Mr. Barkley, who recently submitted his resignation as Senate Majority Leader after the President vetoed the tax bill, prefaced a glowing testimonial to Mr. Roosevelt by emphasizing that he had not discussed a fourth term with him and did not know whether he would accept renomination. He added, however, that he thought the President would do so.
He said in an article in the current issue of Collier’s Magazine:
Nothing that I shall say in this discussion… is to be construed as indicating that he will seek a fourth term or permit a fourth term to seek him. I do not know what his intentions are and I may never know until events reveal them.
Any man, honored already beyond any other American, might well prefer the quiet and refreshing shades of individual peace amid his books and memories. Or he might infinitely prefer to spend his remaining years making an accurate chronicle of the events in which he has played so great a part.
Can he do it? Can he voluntarily renounce any obligation or opportunity to complete the job? I do not think so.
Defends Roosevelt
He unfolded a staunch defense of some of the charges brought by the President’s critics.
There can be no such thing as dictatorship which some honest people fear and others pretend to fear, so long as the American people have the right of free choice. There is no pretense anywhere that they do not have a free choice. No sort of coercion of the individual voter is possible or would be attempted or countenanced.
That the President has violated propriety by breaking the no third term precedent: In accepting a third term, he said, Mr. Roosevelt “fulfilled the very conditions which George Washington Gave in his farewell address as the reason for his own retirement, to wit, that the conditions existing in the country no longer required him to serve as President…” He said he believed Mr. Roosevelt would have liked to retire after his second term but could not, because “the conflagration against which he had warned the people was upon us.

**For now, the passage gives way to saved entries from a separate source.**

PR #2299, opened 2026-09-11
refactor(chain)!: drop the bound framing from confirmation APIs

### LINKED ISSUE #2298: Drop the "anchor may be a descendant" framing; introduce `Anchor::confirmation_height`
### Summary

The `Anchor` trait documents that an anchor block may be a *descendant* of the block that actually confirmed a transaction. Nothing in the codebase produces such an anchor, and no chain source can. The framing costs us an "upper bound" name and a trail of pessimistic caveats through the public API for a case that does not occur.

Proposal: drop the framing, and introduce `Anchor::confirmation_height` alongside a deprecated `confirmation_height_upper_bound`.

### The framing

`crates/chain/src/tx_data_traits.rs`:

> If transaction A is anchored in block B, and block B is in the best chain, we can assume that transaction A is also confirmed in the best chain. **This does not necessarily mean that transaction A is confirmed in block B. It could also mean transaction A is confirmed in a parent block of B.**

and on the method:

> Get the upper bound of the chain data's confirmation height.
> The default definition gives a pessimistic answer.

### Why it does not hold in practice

Every anchor constructed in this repo uses the confirming block itself:

- **electrum** (`crates/electrum/src/bdk_electrum_client.rs:600`) builds the anchor only after `validate_merkle_proof(&txid, &header.merkle_root, &proof)` succeeds — the block provably contains the transaction.
- **esplora** (`crates/esplora/src/lib.rs:54`, and the `*_ext.rs` sites) uses `TxStatus { block_height, block_hash }`, which is the confirming block.
- **`TxPosInBlock`** (`crates/chain/src/tx_data_traits.rs:111`) carries `tx_pos`, the transaction's index *within that block* — structurally the confirming block. Both `From<TxPosInBlock>` impls (`BlockId`, `ConfirmationBlockTime`) pass `block_id` straight through.

Both in-tree `Anchor` impls define `confirmation_height_upper_bound()` as exactly `anchor_block().height`.

### What it costs

The pessimism propagates into unrelated public docs. `CanonicalTxOut::is_mature` and `is_confirmed_and_spendable` (`crates/chain/src/canonical.rs:148`, `:175`) both carry:

> Depending on the implementation of `confirmation_height_upper_bound` in `Anchor`, this method may return false-negatives. In other words, interpreted confirmation count may be less than the actual value.

So a caller reading the maturity API is told their coin may be reported immature when it isn't — a caveat that is unreachable with any anchor type that exists.

It also leaves ambiguity in ordering decisions. `BlockQueries::resolve_candidates` picks the lowest in-chain candidate among a transaction's anchors; under the current framing "several anchors in the best chain at once" is legal, so that choice is load-bearing. If anchors always name the confirming block, at most one can be in the best chain and the tie-break is defensive only.

### Proposed change

**1. Remove the "parent block" paragraph** from the `Anchor` trait docs, and the "pessimistic answer" note from the method. State instead that the anchor block is the block that confirmed the transaction.

**2. Add `confirmation_height`, deprecate `confirmation_height_upper_bound`.**

The delegation direction matters. The obvious version is wrong:

```rust
// WRONG: silently ignores existing overrides
fn confirmation_height(&self) -> u32 { self.anchor_block().height }

#[deprecated(note = "use `confirmation_height`")]
fn confirmation_height_upper_bound(&self) -> u32 { self.confirmation_height() }
```

A downstream impl that overrides `confirmation_height_upper_bound` today keeps compiling, but every internal call site moves to `confirmation_height` and stops seeing that override — a silent behaviour change, the worst outcome for a deprecation.

Default the *new* method to the old one instead, so existing overrides continue to be honoured:

```rust
fn confirmation_height(&self) -> u32 {
    #[allow(deprecated)]
    self.confirmation_height_upper_bound()
}

#[deprecated(since = "TBD", note = "use `confirmation_height`")]
fn confirmation_height_upper_bound(&self) -> u32 {
    self.anchor_block().height
}
```

Then drop `confirmation_height_upper_bound` in a later release, at which point `confirmation_height` takes the `anchor_block().height` default.

**3. Rename `ChainPosition::confirmation_height_upper_bound`** (`crates/chain/src/chain_data.rs:78`) to match. This is an inherent method on a public type, so it needs its own `#[deprecated]` shim.

**4. Update the caveats** in `canonical.rs:148` and `:175` that only exist to describe the loose bound.

### Scope

Roughly 12 call sites across `canonical.rs`, `canonical_task.rs`, `canonical_view_task.rs`, `chain_data.rs`, `tx_graph.rs` (`insert_anchor`'s `txs_by_highest_conf_heights` bookkeeping), and `tx_data_traits.rs`. No behaviour change — both in-tree impls already return `anchor_block().height`.

### Open question

Is the "parent block of B" case something a chain source was ever expected to use — a compact-block or filter-based source that learns "confirmed at or before height N" without learning the exact block? If a design has that in mind, this should stay and the docs should name that source instead of leaving it hypothetical.

evanlinjin:
### Description

Fixes #2298.

The `Anchor` trait previously said an anchor block *might* be a descendant of the block that actually confirmed a transaction. Nothing in this repo ever produces that kind of anchor:

- Electrum validates a merkle proof before building one
- Esplora uses the confirming block from `TxStatus`
- `TxPosInBlock` carries the transaction’s index inside that block

So the height is exact, not an upper bound. This PR removes that framing and renames:

- `confirmation_height_upper_bound` → `confirmation_height` (on both `Anchor` and `ChainPosition`)
- `confirmations_lower_bound` → `confirmations`

The second rename follows for the same reason: a higher height produces fewer confirmations, so an upper-bounded height used to yield a lower-bounded count. With an exact height the count is exact.

### Notes to reviewers

**No behaviour change.** Every implementation already returned `anchor_block().height`. The override on `ConfirmationBlockTime` is removed because it was identical to the trait default.

**Hard renames, no deprecated shims.** The next `bdk_chain` release is already breaking, so a downstream impl that still overrides the old name should fail to compile rather than be silently ignored.

### Changelog notice

**`bdk_chain`**

- Renamed `Anchor::confirmation_height_upper_bound` and `ChainPosition::confirmation_height_upper_bound` to `confirmation_height`. An anchor names the confirming block, so the height is exact. No deprecated alias.
- Renamed `ChainPosition::confirmations_lower_bound` to `ChainPosition::confirmations` (the derived count is now exact).
- Updated `Anchor` trait docs: they no longer claim an anchor block may be a descendant of the confirming block.

#### All Submissions:

#### Bugfixes:

### DIFF
--- a/crates/chain/src/canonical.rs
+++ b/crates/chain/src/canonical.rs
@@ -107,14 +107,12 @@ impl<P: Ord> PartialOrd for CanonicalTxOut<P> {
 impl<A: Anchor> CanonicalTxOut<ChainPosition<A>> {
     /// Whether the `txout` is considered mature.
     ///
-    /// Depending on the implementation of [`confirmation_height_upper_bound`] in [`Anchor`], this
-    /// method may return false-negatives. In other words, interpreted confirmation count may be
-    /// less than the actual value.
-    ///
-    /// [`confirmation_height_upper_bound`]: Anchor::confirmation_height_upper_bound
+    /// A coinbase output is mature once [`COINBASE_MATURITY`] blocks (including the block that
+    /// confirmed it) have been mined up to and including `tip`. Non-coinbase outputs are always
+    /// mature.
     pub fn is_mature(&self, tip: u32) -> bool {
         if self.is_on_coinbase {
-            let conf_height = match self.pos.confirmation_height_upper_bound() {
+            let conf_height = match self.pos.confirmation_height() {
                 Some(height) => height,
                 None => {
                     debug_assert!(false, "coinbase tx can never be unconfirmed");
@@ -133,18 +131,12 @@ impl<A: Anchor> CanonicalTxOut<ChainPosition<A>> {
     /// Whether the utxo is/was/will be spendable with chain `tip`.
     ///
     /// This method does not take into account the lock time.
-    ///
-    /// Depending on the implementation of [`confirmation_height_upper_bound`] in [`Anchor`], this
-    /// method may return false-negatives. In other words, interpreted confirmation count may be
-    /// less than the actual value.
-    ///
-    /// [`confirmation_height_upper_bound`]: Anchor::confirmation_height_upper_bound
     pub fn is_confirmed_and_spendable(&self, tip: u32) -> bool {
         if !self.is_mature(tip) {
             return false;
         }
 
-        let conf_height = match self.pos.confirmation_height_upper_bound() {
+        let conf_height = match self.pos.confirmation_height() {
             Some(height) => height,
             None => return false,
         };
@@ -156,7 +148,7 @@ impl<A: Anchor> CanonicalTxOut<ChainPosition<A>> {
         if let Some(spend_height) = self
             .spent_by
             .as_ref()
-            .and_then(|(pos, _)| pos.confirmation_height_upper_bound())
+            .and_then(|(pos, _)| pos.confirmation_height())
         {
             if spend_height <= tip {
                 return false;
@@ -449,7 +441,7 @@ impl<A: Anchor> CanonicalView<A> {
         for (spk_i, txout) in self.filter_unspent_outpoints(outpoints) {
             match &txout.pos {
                 ChainPosition::Confirmed { anchor, .. } => {
-                    let confirmation_height = anchor.confirmation_height_upper_bound();
+                    let confirmation_height = anchor.confirmation_height();
                     let confirmations = self
                         .tip
                         .height
--- a/crates/chain/src/chain_data.rs
+++ b/crates/chain/src/chain_data.rs
@@ -74,12 +74,10 @@ impl<A: Clone> ChainPosition<&A> {
 }
 
 impl<A: Anchor> ChainPosition<A> {
-    /// Determines the upper bound of the confirmation height.
-    pub fn confirmation_height_upper_bound(&self) -> Option<u32> {
+    /// Height of the block that confirmed this position, if it is confirmed.
+    pub fn confirmation_height(&self) -> Option<u32> {
         match self {
-            ChainPosition::Confirmed { anchor, .. } => {
-                Some(anchor.confirmation_height_upper_bound())
-            }
+            ChainPosition::Confirmed { anchor, .. } => Some(anchor.confirmation_height()),
             ChainPosition::Unconfirmed { .. } => None,
         }
     }
@@ -87,8 +85,8 @@ impl<A: Anchor> ChainPosition<A> {
     /// Number of confirmations of this position, given `tip`.
     ///
     /// Returns `0` if unconfirmed, or if the confirmation height is above `tip`.
-    pub fn confirmations_lower_bound(&self, tip: u32) -> u32 {
-        let Some(height) = self.confirmation_height_upper_bound() else {
+    pub fn confirmations(&self, tip: u32) -> u32 {
+        let Some(height) = self.confirmation_height() else {
             return 0;
         };
 
@@ -352,7 +350,7 @@ mod test {
     }
 
     #[test]
-    fn test_confirmations_lower_bound() {
+    fn test_confirmations() {
         let confirmed_at = |height: u32| ChainPosition::Confirmed {
             anchor: ConfirmationBlockTime {
                 confirmation_time: 0,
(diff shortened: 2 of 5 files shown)


crates/chain/src/chain_data.rs
```diff
@@ -88,7 +86,7 @@ impl<A: Anchor> ChainPosition<A> {
     ///
     /// Returns `0` if unconfirmed, or if the confirmation height is above `tip`.
     pub fn confirmations_lower_bound(&self, tip: u32) -> u32 {
```
evanlinjin:
```suggestion
    pub fn confirmations(&self, tip: u32) -> u32 {
```

crates/chain/src/canonical.rs
```diff
@@ -107,14 +107,12 @@ impl<P: Ord> PartialOrd for CanonicalTxOut<P> {
 impl<A: Anchor> CanonicalTxOut<ChainPosition<A>> {
     /// Whether the `txout` is considered mature.
     ///
-    /// Depending on the implementation of [`confirmation_height_upper_bound`] in [`Anchor`], this
-    /// method may return false-negatives. In other words, interpreted confirmation count may be
-    /// less than the actual value.
-    ///
-    /// [`confirmation_height_upper_bound`]: Anchor::confirmation_height_upper_bound
+    /// A coinbase output is mature once [`COINBASE_MATURITY`] blocks (including the block that
+    /// confirmed it) have been mined up to and including `tip`. Non-coinbase outputs are always
```
nymius, line 111: I don't know the best way to word this, but a coin is mature if it's eligible to be included in the next block. The minimum such height is `COINBASE_MATURITY - 1` , so this should say something like: 
```rust
/// A coinbase output is mature once it can be included in the next block after
/// [`COINBASE_MATURITY`] blocks have been mined after its confirmation
```

nymius (commented):
cACK 40cb3d1bbb8d53966ff36a72b1e3ba537c5bd743

For now, if we have no use for the probabilistic case, I agree with removing it. If we need it in the future (e.g., Utreexo?), I would reintroduce it under a different name to avoid colliding with previous versions.

evanlinjin:
@nymius Thank you for the review. How do you envision UTreexo potentially using this feature?

noahjoeris (commented):
Does this also hold for transitive confirmations through a child? If the parent has no direct anchor wouldn’t `ChainPosition::confirmation_height()` still return only an upper bound, and `confirmations()` a lower bound?

noahjoeris:
for example like this

```rust
#[test]
fn transitively_confirmed_tx_reports_descendant_anchor_height() {
    let chain = local_chain![
        (0, hash!("genesis")),
        (1, hash!("parent_block")),
        (5, hash!("child_block"))
    ];
    let tip = chain.tip().block_id();
    let parent_anchor = block_id!(1, "parent_block");
    let child_anchor = block_id!(5, "child_block");

    let templates = [
        TxTemplate {
            tx_name: "parent",
            inputs: &[TxInTemplate::Bogus],
            outputs: &[TxOutTemplate::new(100_000, Some(0))],
            // Seen in the mempool, but its confirmation has not been fetched yet.
            last_seen: Some(1),
            ..Default::default()
        },
        TxTemplate {
            tx_name: "child",
            inputs: &[TxInTemplate::PrevTx("parent", 0)],
            outputs: &[TxOutTemplate::new(90_000, Some(0))],
            anchors: &[child_anchor],
            ..Default::default()
        },
    ];
    let mut env = init_graph(&templates);
    let parent_txid = env.txid_to_name["parent"];
    let child_txid = env.txid_to_name["child"];

    let parent_position = |tx_graph: &TxGraph<BlockId>| {
        chain
            .canonical_view(tx_graph, tip, Default::default())
            .txs()
            .find(|tx| tx.txid == parent_txid)
            .expect("parent must be canonical")
            .pos
    };

    // Without its own anchor, the parent borrows the child's anchor. It was really confirmed in
    // block 1 (5 confirmations at tip), but the position can only report the child's block 5.
    let pos = parent_position(&env.tx_graph);
    assert_eq!(
        pos,
        ChainPosition::Confirmed {
            anchor: child_anchor,
            transitively: Some(child_txid),
        }
    );
    assert_eq!(pos.confirmation_height(), Some(5));
    assert_eq!(pos.confirmations(tip.height), 1);

    // Once the parent's own anchor is known, the position becomes exact.
    let _ = env.tx_graph.insert_anchor(parent_txid, parent_anchor);
    let pos = parent_position(&env.tx_graph);
    assert_eq!(
        pos,
        ChainPosition::Confirmed {
            anchor: parent_anchor,
            transitively: None,
        }
    );
    assert_eq!(pos.confirmation_height(), Some(1));
    assert_eq!(pos.confirmations(tip.height), 5);
}
```

evanlinjin:
@noahjoeris That's a good point - I completely overlooked this. Yes, we should still support transitively anchored transactions found during canonicalization. The renames in `ChainPosition` are therefore unsound.

nymius:
> @nymius Thank you for the review. How do you envision UTreexo potentially using this feature?

I'm not envisioning anything yet, I was thinking along my comment to the referenced issue https://github.com/bitcoindevkit/bdk/issues/2298#issuecomment-5637328751, trying to come up with an answer to the open question.

nymius:
> @nymius Thank you for the review. How do you envision UTreexo potentially using this feature?

This has been discarded by @luisschwab in https://github.com/bitcoindevkit/bdk/issues/2298#issuecomment-5719822509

The President’s use of wartime powers:
There was no way to avoid this enormous and unprecedented delegation of power.
There are some who say that the President is stubborn now and then, and sometimes unforgiving. He may give way to the impulse to look at the political implications involved in a given course of action. He may even listen too much to the advise of those who always agree with him… So did Theodore Roosevelt; so did Andrew Jackson; so did Grant; so did Hoover.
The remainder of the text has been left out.